Please repeat the records exactly from their first line, finishing at the line containing "If you create" and including it.

START Information

PR #7490, opened 2024-06-26
[backend] on Artifact creation pass mime_type to upload (#7486)(#7434)

### LINKED ISSUE #7434: Bad .docx file upload at artifact creation
## Description
If you create an artifact with a .docx file, the file name and extensions are changed, leading to errors.

## Reproducible Steps
- Create an artifact by selecting a .docx file : 
image

- The artifact is created but the file name is incorrect and always 'Content_Types.xml'
image

- In the Data tab of the created artifact, the file name and extension are not correct and the import failed
image

### LINKED ISSUE #7486: MIME type in uploaded artifacts is not correct and lead to multiple errors
## Description

1. Take an exe file, rename it without extension:
[calc-exe.zip](https://github.com/user-attachments/files/15986379/calc-exe.zip)

2. Upload it in the artifact section

3. Result:

MIME Type of the artifact is correct:

image

MIME Type of the associated file is always "text/plain":

image

## Other example with the connector

Correct MIME Type here:
image

Incorrect in the associated file:
image

labo-flg:
### Proposed changes

when creating artifact, we have the MIME type. We simply pass it down to the upload function as option ; if defined we use otherwise we try to guess it.

### Related issues

closes #7486
closes [7434](https://github.com/OpenCTI-Platform/opencti/issues/7434)

### DIFF
--- a/opencti-platform/opencti-graphql/src/database/file-storage.js
+++ b/opencti-platform/opencti-graphql/src/database/file-storage.js
@@ -385,7 +385,7 @@ export const uploadJobImport = async (context, user, fileId, fileMime, entityId,
 
 // Please consider using file-storage-helper#uploadToStorage() instead.
 export const upload = async (context, user, filePath, fileUpload, opts) => {
-  const { entity, meta = {}, noTriggerImport = false, errorOnExisting = false, file_markings = [], importContextEntities = [], mime_type } = opts;
+  const { entity, meta = {}, noTriggerImport = false, errorOnExisting = false, file_markings = [], importContextEntities = [] } = opts;
   const metadata = { ...meta };
   if (!metadata.version) {
     metadata.version = now();
@@ -407,7 +407,7 @@ export const upload = async (context, user, filePath, fileUpload, opts) => {
 
   // Upload the data
   const readStream = createReadStream();
-  const fileMime = mime_type ?? guessMimeType(key);
+  const fileMime = metadata.mime_type ?? guessMimeType(key);
   const fullMetadata = {
     ...metadata,
     filename: encodeURIComponent(truncatedFileName),
--- a/opencti-platform/opencti-graphql/src/database/file-storage.js
+++ b/opencti-platform/opencti-graphql/src/database/file-storage.js
@@ -385,7 +385,7 @@ export const uploadJobImport = async (context, user, fileId, fileMime, entityId,
 
 // Please consider using file-storage-helper#uploadToStorage() instead.
 export const upload = async (context, user, filePath, fileUpload, opts) => {
-  const { entity, meta = {}, noTriggerImport = false, errorOnExisting = false, file_markings = [], importContextEntities = [] } = opts;
+  const { entity, meta = {}, noTriggerImport = false, errorOnExisting = false, file_markings = [], importContextEntities = [], mime_type } = opts;
   const metadata = { ...meta };
   if (!metadata.version) {
     metadata.version = now();
@@ -407,7 +407,7 @@ export const upload = async (context, user, filePath, fileUpload, opts) => {
 
   // Upload the data
   const readStream = createReadStream();
-  const fileMime = guessMimeType(key);
+  const fileMime = mime_type ?? guessMimeType(key);
   const fullMetadata = {
     ...metadata,
     filename: encodeURIComponent(truncatedFileName),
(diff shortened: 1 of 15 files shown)


opencti-platform/opencti-graphql/src/database/file-storage.js
```diff
@@ -407,7 +407,7 @@ export const upload = async (context, user, filePath, fileUpload, opts) => {
 
   // Upload the data
   const readStream = createReadStream();
-  const fileMime = guessMimeType(key);
+  const fileMime = mime_type ?? guessMimeType(key);
```
labo-flg: I did not change the behavior of guessMimeType ; it still returns plain/text by defaut.
Do we want to get rid of this too ?
What happens if there is no MIME type given and guess is impossible (maybe that's a dumb too theoretical question)

SamuelHassine: I think we can still try to guess and fallback but the fallback should be application/octet-stream rather than text/plain, what do you think?

opencti-platform/opencti-graphql/src/database/file-storage.js
```diff
@@ -385,7 +385,7 @@ export const uploadJobImport = async (context, user, fileId, fileMime, entityId,
 
 // Please consider using file-storage-helper#uploadToStorage() instead.
 export const upload = async (context, user, filePath, fileUpload, opts) => {
-  const { entity, meta = {}, noTriggerImport = false, errorOnExisting = false, file_markings = [], importContextEntities = [] } = opts;
+  const { entity, meta = {}, noTriggerImport = false, errorOnExisting = false, file_markings = [], importContextEntities = [], mime_type } = opts;
```
Kedae: I would have put the mime_type in the metaData personnaly, but that's a detail

opencti-platform/opencti-graphql/src/database/file-storage.js
Kedae: That would make more sens as a plain text generally have a file extension

opencti-platform/opencti-graphql/src/database/file-storage.js
labo-flg: metas are then saved in db, that's a change in model

opencti-platform/opencti-graphql/src/database/file-storage.js
labo-flg: ok !

labo-flg:
@aHenryJard found another issue ; I'm putting back to draft

aHenryJard:
All good for me now, tested locally with connector malwarebaazar

opencti-platform/opencti-graphql/src/database/file-storage.js
```diff
@@ -247,15 +247,16 @@ export const loadFile = async (user, fileS3Path, opts = {}) => {
...
       id: fileS3Path,
-      name: getFileName(fileS3Path),
+      name: onlyFilename,
       size: object.ContentLength,
       information: '',
       lastModified: object.LastModified,
       lastModifiedSinceMin: sinceNowInMinutes(object.LastModified),
       uploadStatus: 'complete',
-      metaData: { mimetype: mimeTypeResolved },
+      metaData: { mimetype: mimeTypeResolved, filename: onlyFilename },
```
aHenryJard: this `filename` is required at least by the download as encrypted archive feature.

opencti-platform/opencti-graphql/src/database/file-storage.js
```diff
@@ -247,15 +247,16 @@ export const loadFile = async (user, fileS3Path, opts = {}) => {
       Key: fileS3Path
     }));
     const mimeTypeResolved = guessMimeType(fileS3Path);
```
SouadHadjiat: we still only guess the mimeType here

opencti-platform/opencti-graphql/src/database/file-storage.js
```diff
@@ -237,25 +237,91 @@ export const storeFileConverter = (user, file) => {
...
+      lastModified = fileInformationFromDB.lastModified;
+      lastModifiedSinceMin = lastModified; // ??
+    } else {
+      // Else try to get them from S3 instead
+      const object = await s3Client.send(new s3.HeadObjectCommand({
+        Bucket: bucketName,
+        Key: fileS3Path
+      }));
+      metaData = {
+        version: object.Metadata.version,
```
SouadHadjiat: not sure this would work, since we don't store Metadata anymore in S3, or is it just a fallback for previously stored files ? I wonder if object.Metadata would be defined for new files.

Kedae (approved):

PR #7493, opened 2024-06-26
[backend] Migration to remove representative in DB (#7484)

### LINKED ISSUE #7484: In some old instances, we have representative (main / secondary) indexed which leads to issues
## Description

In some old instances, we have representative (main / secondary) indexed which leads to issues.

We need to create a migration to cleanup those attributes:

image

SouadHadjiat:
### Proposed changes

* add migration to remove representative
* remove representative from partialInstanceWithInputs, wasn't used anywhere.

### Related issues

* #7484 

### Checklist

### DIFF
--- a/opencti-platform/opencti-graphql/src/database/engine.js
+++ b/opencti-platform/opencti-graphql/src/database/engine.js
@@ -3605,7 +3605,7 @@ export const elUpdateElement = async (instance) => {
   // If entity with a name, must update connections
   let connectionPromise = Promise.resolve();
   if (esData.name && isStixObject(instance.entity_type)) {
-    connectionPromise = elUpdateConnectionsOfElement(instance.internal_id, { name: esData.representative.main });
+    connectionPromise = elUpdateConnectionsOfElement(instance.internal_id, { name: extractEntityRepresentativeName(esData) });
   }
   return Promise.all([replacePromise, connectionPromise]);
 };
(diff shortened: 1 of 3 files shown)


richard-julien:
Also need to remove a specific code introduce in #6319

```
export const extractRepresentative = (entityData) => {
  // the representative can already be given (happens when the internals set it to "Restricted")
  if (entityData.representative) {
    return entityData.representative;
  }
```

SouadHadjiat:
> Also need to remove a specific code introduce in #6319
> 
> ```
> export const extractRepresentative = (entityData) => {
>   // the representative can already be given (happens when the internals set it to "Restricted")
>   if (entityData.representative) {
>     return entityData.representative;
>   }
> ```

seems to be linked to this part in middleware (convertAggregateDistributions) : 

```
return {
        ...n,
        entity: {
          id: element.id,
          entity_type: element.entity_type,
          parent_types: element.parent_types,
          representative: { main: 'Restricted', secondary: 'Restricted' }
        }
      };
```

richard-julien:
I missed that :) Thanks for the pointer. 
For this not sure we have an alternative. If you can quickly check with Laurent if he have an idea.
If not we can keep it like this.

SouadHadjiat:
I just saw this method where I wonder why we added a representative (this is what caused updates to index representative)

```
const partialInstanceWithInputs = (instance, inputs) => {
  const inputData = updatedInputsToData(instance, inputs);
  return {
    _index: instance._index,
    internal_id: instance.internal_id,
    entity_type: instance.entity_type,
    representative: extractRepresentative(instance),
    ...inputData,
  };
};
```
Can we remove it here ? @richard-julien

Kedae (approved):

PR #7548, opened 2024-07-01
[frontend] add tooltips to marking chips (#7519)

### LINKED ISSUE #7519: Marking chips are missing a tooltip for when text is truncated
## Description

It happens that, depending on the view and the marking label, the Chip content is truncated.

Example:
image

In that case, we do not know for sure which marking it is.

Standard UI/UX would be to have a tooltip displayed when hovering truncated label, displaying the whole text, like this:

image

## Environment

ALL

## Reproducible Steps

Seen in Data > Entities for a marking with long text label.

labo-flg:
Long texts in Chips end up truncated and without tooltips we cannot know the real text. This can be misleading when several markings start with the same texts for instance.

Adding mui basic tooltip around the chip will do the trick.

image

## details

I enable this html title when the marking chip is alone, or inside the themed tooltip when several markings are displayed.

Closes #7519

### DIFF
--- a/opencti-platform/opencti-front/src/components/ItemMarkings.jsx
+++ b/opencti-platform/opencti-front/src/components/ItemMarkings.jsx
@@ -6,6 +6,7 @@ import Badge from '@mui/material/Badge';
 import Chip from '@mui/material/Chip';
 import Grid from '@mui/material/Grid';
 import makeStyles from '@mui/styles/makeStyles';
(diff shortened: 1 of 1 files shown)


ValentinBouzinFiligran (approved):

labo-flg:
@ValentinBouzinFiligran I've changed the implementation after discussion with @Jipegien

END Information

### Answer to the exercise
PR #7490, opened 2024-06-26
[backend] on Artifact creation pass mime_type to upload (#7486)(#7434)

### LINKED ISSUE #7434: Bad .docx file upload at artifact creation
## Description
If you create an artifact with a .docx file, the file name and extensions are changed, leading to errors.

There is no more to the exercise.